Start of The records
PR #1403, opened 2025-10-02
OCPBUGS-60218: PPC: ghw: filter out namespaces dir

shajmakh:
The previous code fails to run PPC when there is a namespace that has a
suffix `nodes`. ensure filtering the namespace directory to allow PPC to
work when such namespaces exist.

### DIFF
--- a/pkg/performanceprofile/profilecreator/ghwhandler.go
+++ b/pkg/performanceprofile/profilecreator/ghwhandler.go
@@ -34,7 +34,7 @@ import (
 func NewGHWHandler(mustGatherDirPath string, node *v1.Node) (*GHWHandler, error) {
 	nodeName := node.GetName()
 	nodePathSuffix := path.Join(nodes)
-	nodepath, err := getMustGatherFullPathsWithFilter(mustGatherDirPath, nodePathSuffix, clusterScopedResources)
End of The records
- **Work task**: Your task is to reproduce all the data exactly as shown.

- **Output**:
PR #1403, opened 2025-10-02
OCPBUGS-60218: PPC: ghw: filter out namespaces dir

shajmakh:
The previous code fails to run PPC when there is a namespace that has a
suffix `nodes`. ensure filtering the namespace directory to allow PPC to
work when such namespaces exist.

### DIFF
--- a/pkg/performanceprofile/profilecreator/ghwhandler.go
+++ b/pkg/performanceprofile/profilecreator/ghwhandler.go
@@ -34,7 +34,7 @@ import (
 func NewGHWHandler(mustGatherDirPath string, node *v1.Node) (*GHWHandler, error) {
 	nodeName := node.GetName()
 	nodePathSuffix := path.Join(nodes)
-	nodepath, err := getMustGatherFullPathsWithFilter(mustGatherDirPath, nodePathSuffix, clusterScopedResources)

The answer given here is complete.